TRPC6-mediated ERK1/2 phosphorylation prevents dentate granule cell degeneration via inhibiting mitochondrial elongation

- TRPC6 knockdown inhibited DRP1-mediated mitochondrial fission.
- TRPC6 knockdown decreased ERK1/2 phosphorylation.
- TRPC6 siRNA did not affect PKA, PKC, JNK and p38 MAPK activities.
- TRPC6 siRNA did not change PP1A, PP2A and PP2B activities.
- U0126 elongated mitochondrial length and induced DGC death following SE.

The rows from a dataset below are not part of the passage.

PR #500, opened 2022-01-07
fix: the steps to finish resource creation

Xunzhuo:


jshaughn (commented):
I believe the step numbers can vary depending on what the operator has to do.  So it could be 6, or 7, or something else.  I'll wait for @jmazzitelli to comment but I don't think we need to make a change (unless the change is to explain that there can be a variable number of steps).

jmazzitelli:
> I believe the step numbers can vary depending on what the operator has to do. So it could be 6, or 7, or something else.

Correct. This number can be different depending on what the operator does. Closing.

jmazzitelli:
@Xunzhuo it might be best from now on to ask in the [Kiali Discussions forum](https://github.com/kiali/kiali/discussions) about changes you think need to be made in either code or docs. We can educate you on the different behaviors of Kiali that you might not be familiar with; this will save you time from writing meaningless PRs and will save us time from having to review this churn we are now experiencing with all these little PRs that are getting rejected.

As @lucasponce mentioned earlier, you should see what issues/enhancements might be good for you to work on - Lucas can help with that.

PR #505, opened 2022-01-25
add double quote for authentication.md commend

antigenius0910:
without double quote
```
ᐅ kubectl get secret -n istio-system $(kubectl get sa kiali -n istio-system -o jsonpath={.secrets[0].name}) -o jsonpath={.data.token} | base64 -d  

zsh: no matches found: jsonpath={.secrets[0].name}
```

with double quote
```
 kubectl get secret -n istio-system $(kubectl get sa kiali -n istio-system -o "jsonpath={.secrets[0].name}") -o jsonpath={.data.token} | base64 -d
eyJhbGciOiJSUzI1NiIsI......
```


jmazzitelli (approved):
this is valid for bash as well. So this looks good to support those using zsh.

PR #509, opened 2022-02-04
docs: add OSSM version compatibility with kiali

Xunzhuo:


lucasponce:
Typically product info is added to their sites, but as there may be users that don't know about the relation between Maistra and OSSM and we introduce a few helpers on the releases:
image

I guess it will help to add a note.

jshaughn (approved):
It's fine.

PR #510, opened 2022-02-07
auto-generate the CRD schema docs when the website is released.

jmazzitelli:
This ensures the latest CRD schema documentation is published when we release the new version of the website.


jmazzitelli:
@israel-hdez @jshaughn I put you on this as reviewers to see what you think. I tested the script and it works fine (I tested on my own repo by sending it `--remote-name jmazzitelli`). You will see the Jenkinsfile will call this script immediately before it calls the other "release" script. So this ensures we have the latest auto-generated documentation in staging just prior to copying the staging branch into the new versioned branch. I did not test anything related to Jenkins - which is why @israel-hdez is a reviewer here - to see what he thinks.

jshaughn (approved):
Visual check looks god to me.

One follow-up question, are we ok with a crd doc gen failure stopping the website release?

jmazzitelli:
> One follow-up question, are we ok with a crd doc gen failure stopping the website release?

As I think about it - I think "yes." Because this is now our documentation for the Kiali CR. If the generation fails for some reason, but we keep going, we are going to publish docs that contains potentially (probably?) outdated CRD schema documentation (that is -- the documentation from the LAST version, which potentially (probably?) will be different than the new version).

israel-hdez (approved):
I think it's fine.

But I wonder if it ain't better to  incorporate this into the existing release script?
It would be only about a 2-3 lines addition rather than a whole new script.

jmazzitelli:
> But I wonder if it ain't better to incorporate this into the existing release script?
> It would be only about a 2-3 lines addition rather than a whole new script.

The only reason I did that was because I wasn't sure if we wanted to combine release with auto-gen of docs. In other words, with two separate scripts, we can stop auto-generation of the code by just removing the one line of the Jenkinsfile rather than commenting out code of the release script.

However, if we think it would be better, we can merge the two scripts. But I would make it an option in the release script to generate the docs (so we could turn it off by again just making a one line change to the Jenkinsfile.). Something like `--generate-crd-docs true`.

jmazzitelli:
@israel-hdez @jshaughn see the latest. I merged the auto-gen-doc script into the existing release script. Now the release script can generate docs if we tell it to (which we will tell it to via the Jenkinsfile).

I do the auto-gen of the docs first thing because if that fails, that script will abort and we do not want to abort if we are in the middle of releasing (i.e. we don't want to be in the middle of messing with the current, version, and staging branches - otherwise, it is likely a failure in the auto-gen-doc stuff will cause our branches to be out of whack.)

jshaughn:
Still fine for me.

scripts/release.sh
```diff
@@ -95,6 +101,18 @@ echo "===== SETTINGS"
 echo "===== Fetch the remote content"
 git fetch ${REMOTE_NAME}
 
+if [ "${GENERATE_DOCS}" == "true" ]; then
+  echo "===== Create a new branch named [${STAGING_BRANCH}] (or switch to it if it already exists)"
+  git checkout -b ${STAGING_BRANCH} ${REMOTE_NAME}/${STAGING_BRANCH} || (git checkout ${STAGING_BRANCH} && git reset --hard ${REMOTE_NAME}/${STAGING_BRANCH})
+
+  echo "===== Generate the CRD schema documentation"
+  make gen-crd-doc
+  git commit -am "Auto-generated CRD schema documentation"
```
israel-hdez, line 110: I was expecting seeing only this chunk decorated with the conditional after line 127 to avoid the double checkout and the double push.

But this works, anyways. So if you like this, I'm not against.

israel-hdez (approved):

scripts/release.sh
jmazzitelli: The double checkout is needed - because if we do this in the "middle" and it fails, we would have pushed changes to other branches without finishing the release - thus leaving our branches in a corrupted state. We need to do this first, finish the auto-generation - and only when successful, keep going to the release portion.

jmazzitelli: This is what I mean - if we do the auto-gen after this, we will have pushed the new version branch, but then if auto-gen failed we won't have pushed the staging or current branch and things would get weird at that point.
```
echo "===== Create a new version branch named [${CURRENT_VERSION}] based on branch [${CURRENT_BRANCH}]"
git checkout -b ${CURRENT_VERSION} ${REMOTE_NAME}/${CURRENT_BRANCH}

echo "===== Set baseURL in config.toml for the branch [${CURRENT_VERSION}]"
sed -i "s/baseURL = .*/baseURL = \"https:\/\/${CURRENT_VERSION_WITH_DASHES}.kiali.io\"/" config.toml
git commit -am "Set base URL for branch: ${CURRENT_VERSION}"

echo "===== Push the new version branch [${CURRENT_VERSION}] to remote [${REMOTE_NAME}]"
git push ${REMOTE_NAME} ${CURRENT_VERSION}
```

israel-hdez: Well... there are several pushes here. I think a failure in almost any of them would require a manual fix.
But OK, let's leave this here to be more on the safe side.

Transient receptor potential canonical channel-6 (TRPC6) is one of Ca2+-permeable non-selective cation channels. In the rat hippocampus, TRPC6 expression is predominantly observed in dentate granule cells (DGC) rather than other hippocampal components. Interestingly, TRPC6 knockdown results in the massive DGC degeneration following status epilepticus (SE), although DGC is one of the resistant neuronal populations to various harmful stresses. However, the molecular events underlying the DGC degeneration induced by TRPC6 knockdown are still unclear. In the present study, TRPC6 knockdown resulted in mitochondrial elongation accompanied by reduction in dynamin-related proteins 1 (DRP1)-S616 phosphorylation. Furthermore, TRPC6 knockdown selectively decreased extracellular-signal-regulated kinase 1/2 (ERK1/2) phosphorylation. Similar to TRPC6 knockdown, ERK1/2 inhibition by U0126 evoked mitochondrial elongation with diminished DRP1-S616 phosphorylation, and facilitated SE-induced DGC degeneration independent of seizure severity. These findings indicate that TRPC6 may regulate mitochondrial dynamics via ERK1/2-mediaed DRP1 activation, which would be involved in DGC invulnerability to SE. Therefore, TRPC6 will be an interesting and important therapeutic target for neurological diseases related to impaired mitochondrial dynamics.